» Brief:
Repeat the records below verbatim.

» Records for the exercise:
-------

PR #104, opened 2026-04-25
fix(nip59): authenticate daemon via seal identity, not rumor sender

grunch:
The previous check compared the active Mostro pubkey against the rumor sender, which is self-asserted whenever the inner signature is absent — the common case for protocol responses. An attacker could seal a wrap with their own key and set the rumor pubkey to the configured Mostro key, bypassing the check.

Authenticate against `identity` (the seal signer, verified inside `unwrap_message`) and reject unsigned rumors whose `sender` diverges from the verified `identity`.

## Summary by CodeRabbit

* **Bug Fixes**
  * Enhanced protocol response authentication to use more secure verification methods.
  * Added stricter validation for message integrity to reject improperly signed requests.


grunch:
@coderabbitai review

-------

» Finished task:
PR #104, opened 2026-04-25
fix(nip59): authenticate daemon via seal identity, not rumor sender

grunch:
The previous check compared the active Mostro pubkey against the rumor sender, which is self-asserted whenever the inner signature is absent — the common case for protocol responses. An attacker could seal a wrap with their own key and set the rumor pubkey to the configured Mostro key, bypassing the check.

Authenticate against `identity` (the seal signer, verified inside `unwrap_message`) and reject unsigned rumors whose `sender` diverges from the verified `identity`.

## Summary by CodeRabbit

* **Bug Fixes**
  * Enhanced protocol response authentication to use more secure verification methods.
  * Added stricter validation for message integrity to reject improperly signed requests.


grunch:
@coderabbitai review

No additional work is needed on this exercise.